PR #714, opened 2026-08-13
open the All Prompts list sorted by visibility score, highest first

### LINKED ISSUE #712: Prompts: open the All Prompts list sorted by visibility score, highest first
### Problem

The All Prompts table opens sorted by creation date, newest first. That is a convenient default, not a useful one: after the first week it tells the user nothing, and it answers a question nobody is asking on a visibility product's prompt list.

The table already sorts by visibility — the column header is clickable and the choice persists to the URL — so today every user who wants the obvious view has to click to get it, on every fresh visit that doesn't carry the query string.

Default to visibility, highest score first, so the list opens as a leaderboard: the prompts the brand is strongest on at the top, weakest further down.

### Where it lives

- Default ordering: [prompts/page.tsx](https://github.com/ansvisor/ansvisor/blob/main/web/src/app/%5Blocale%5D/%28dashboard%29/dashboard/prompts/page.tsx) — the `if (!activeSort)` branch in `filtered`, currently `createdAt` descending
- Sort state and URL sync: same file, `activeSort` / `dir` read from `searchParams`
- Comparator: [prompt-sort.ts](https://github.com/ansvisor/ansvisor/blob/main/web/src/app/%5Blocale%5D/%28dashboard%29/dashboard/prompts/prompt-sort.ts)

### The part that is easy to get wrong

**The header indicator has to agree with the default.** `activeSort` is `null` when the URL carries no `sort` parameter, and the sort arrow only renders on the active column. Changing just the fallback ordering would leave the table sorted by visibility while every header still reads as unsorted — the user clicks Visibility expecting something to happen and gets the same order back. So the default has to make `visibility` the active sort, not merely the fallback comparison.

Re-clicking must still toggle to ascending, and the URL should keep behaving as it does now.

### A deliberate consequence, not a bug

`compareNullsLast` sends null values to the bottom in *both* directions, on purpose — ascending shouldn't fill the top of the table with blank rows. A prompt that has never been tracked has no visibility score, so under this default newly added prompts sort to the bottom until their first run.

That is the correct behaviour and should stay, but it is worth knowing: someone who adds twenty prompts and reloads will find them at the end of the list rather than the top, which the previous newest-first default gave them for free. If that turns out to bother people in practice, the fix is a separate conversation about surfacing untracked prompts, not a change to the comparator.

### Acceptance criteria

- Opening the All Prompts tab with no query string sorts by visibility score, highest first.
- The Visibility header shows itself as the active sort in that state.
- Clicking Visibility toggles to ascending; clicking another column behaves exactly as it does today.
- A shared or reloaded URL that already carries `sort` and `dir` still wins over the default.
- Prompts with no visibility score remain at the bottom in both directions.

Pavel-glitch-ui:
- Default `activeSort` state to 'visibility' (descending) when no `sort` searchParam is present in URL
- Ensure Visibility column header displays as active with descending chevron indicator on initial load
- Remove fallback sorting by `createdAt` in favor of unified `compareNullsLast` comparator
- Preserve bottom placement for un-tracked prompts (null visibility scores)
- Maintain explicit URL searchParam precedence and toggle-to-asc behavior on header re-click

Closes #712

### DIFF
--- a/web/src/app/[locale]/(dashboard)/dashboard/prompts/page.tsx
+++ b/web/src/app/[locale]/(dashboard)/dashboard/prompts/page.tsx
@@ -1761,7 +1761,7 @@ function AllPromptsTab({
   );
 
   const rawSort = searchParams.get('sort');
-  const activeSort: AllPromptsSortKey | null = isAllPromptsSortKey(rawSort) ? rawSort : null;
+  const activeSort: AllPromptsSortKey = isAllPromptsSortKey(rawSort) ? rawSort : 'visibility';
   const dir: SortDir = searchParams.get('dir') === 'asc' ? 'asc' : 'desc';
 
   // Click a header to sort: a new column starts at desc ("show me the extremes");
@@ -1795,11 +1795,6 @@ function AllPromptsTab({
       );
     }
 
-    if (!activeSort) {
-      // Default ordering: newest first.
-      return list.sort((a, b) => new Date(b.createdAt).getTime() - new Date(a.createdAt).getTime());
-    }
-
     const valueOf = (p: Prompt): number | null => {
       const vis = visibility[p.id];
       const vol = volumeByPromptId.get(p.id);
@@ -1826,7 +1821,7 @@ function AllPromptsTab({
   // changes the visible row set (search text, sort column, sort direction, work
   // status filter) so usePagination jumps back to page 0 automatically when
   // any filter or sort changes — satisfying the issue's acceptance criteria.
-  const promptsResetKey = `${search}::${workFilter}::${activeSort ?? ''}::${dir}`;
+  const promptsResetKey = `${search}::${workFilter}::${activeSort}::${dir}`;
   const promptsPager = usePagination(filtered.length, promptsResetKey);
 
   if (loading) {


gkhngyk (approved):
Correct and minimal — four lines of real change, and it lands on the part of the issue that was easy to get wrong.

That part being the header indicator. Making only the fallback comparison sort by visibility would have left the table visibly ordered while every header still read as unsorted, so the first click on Visibility would appear to do nothing. Defaulting `activeSort` itself rather than the comparator is exactly right: `SortableHead` computes `active` from it, so the chevron and `aria-sort="descending"` come along for free, and `handleSort` still toggles to ascending on re-click because it compares against the same value.

Things I checked beyond the diff:

- **No reshuffle on load.** I wondered whether the table could render with `visibility` still empty — every score would read as null, sort would be a no-op, and the rows would jump once the data arrived. It can't: `setAllPrompts` and `setVisibility` are assigned together and `loading` only clears afterwards, so the table never renders against a half-populated state.
- **Ties behave sensibly.** `compareNullsLast` returns 0 for equal values and `Array.prototype.sort` is stable, so prompts on the same score keep the order they arrived in — which is `created_at` descending from the server. Newest-first survives as the implicit tiebreak rather than being lost outright.
- **URL precedence and null placement** are untouched, as intended: an explicit `?sort=`/`?dir=` still wins, and untracked prompts stay at the bottom in both directions.
- `yarn typecheck`, `format:check`, `lint` and `test` all clean locally; the six lint warnings are pre-existing elsewhere in the tree.

Two non-blocking notes, neither worth another push:

`SortableHead` still types `activeSort` as `AllPromptsSortKey | null`. Harmless, but the null case is now unreachable and tightening it would document that.

Sorting by date is no longer reachable at all, since there is no `createdAt` sort key — so a user who has just added twenty prompts can't bring them to the top. That is the consequence the issue signed off on, and the right answer if it turns out to bother people is surfacing untracked prompts rather than restoring the old default. Flagging it only so it isn't mistaken for a regression later.

Approving. Thanks for keeping the diff this tight.

PR #101, opened 2016-08-30
Fix CI build

mathiasbynens:


bterlson:
was just setting out to do this myself... thanks :-D

PR #103, opened 2016-09-01
Patch __awaiter to use bluebird

rbuckton:
Keep in mind that even with this patch, the return **type** of an async function will still be the ES6 Promise, even though the runtime value will be a bluebird Promise.

### DIFF
--- a/package.json
+++ b/package.json
@@ -29,6 +29,7 @@
   "author": "Brian Terlson",
   "license": "MIT",
   "dependencies": {
+    "bluebird": "^3.4.5",
     "chalk": "^1.1.1",
     "ecmarkdown": "^3.0.9",
     "grammarkdown": "^1.0.5",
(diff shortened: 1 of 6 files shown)


domenic:
Why? This seems like crazy black magic. It would be nicer to get rid of Bluebird and just use native promises?

rbuckton:
@bterlson requested it. I'd prefer to use native promises as well.

domenic:
I guess it would be good to at least add a comment linking to the docs on `__awaiter`.

rbuckton:
@domenic Added in de98f8c

bterlson:
@domenic the key reason is perf - using bluebird and the __awaiter override shaves ~3s off the ECMA262 build process. Will document it better.

bterlson:
Committed some extra rationale in 33da4fb. Closing this as I've incorporated all the changes here as part of my previous commits.

bterlson:
Make that 662f3a2.

PR #113, opened 2017-01-21
override padding-left and margin-left in inline emu-production

michaelficarra:
Before:

screen shot 2017-01-21 at 11 00 22

After:

screen shot 2017-01-21 at 10 59 57

### DIFF
--- a/css/elements.css
+++ b/css/elements.css
@@ -167,19 +167,16 @@ emu-production {
     margin-left: 5ex;
 }
 
-
 emu-grammar.inline, emu-production.inline,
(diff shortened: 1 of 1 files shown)


michaelficarra:
Also, the file is inconsistently indented, so I just went with 4-space. It should probably be reformatted.

bterlson:
Nice find!

Also, yes, that css file is a dumpster fire. Like, majorly. And I'm really sorry about it.

bterlson:
I'll do an npm deploy later today!

PR #134, opened 2018-03-21
Hide #menu-toggle for print styles

mathiasbynens:
This makes the print output look good. Print PDFs can now be generated with the following command:

```sh
chrome --headless --disable-gpu --print-to-pdf 'https://tc39.github.io/ecma262/'
```

### DIFF
--- a/css/elements.css
+++ b/css/elements.css
@@ -898,3 +898,9 @@ li.menu-search-result-term:before {
   text-align: right;
   padding-right: 5px;
 }
+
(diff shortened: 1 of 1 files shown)


mathiasbynens:
To get this change live on https://tc39.github.io/ecma262/, two things are needed: a new ecmarkup release must be published, and a commit must be pushed to the tc39/ecma262 so the generated spec gets updated.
──────
_AIM OF THE TASK_
All lines in the records that contain "shot" are to be copied and returned.

_WRITTEN RESPONSE_
screen shot 2017-01-21 at 11 00 22
screen shot 2017-01-21 at 10 59 57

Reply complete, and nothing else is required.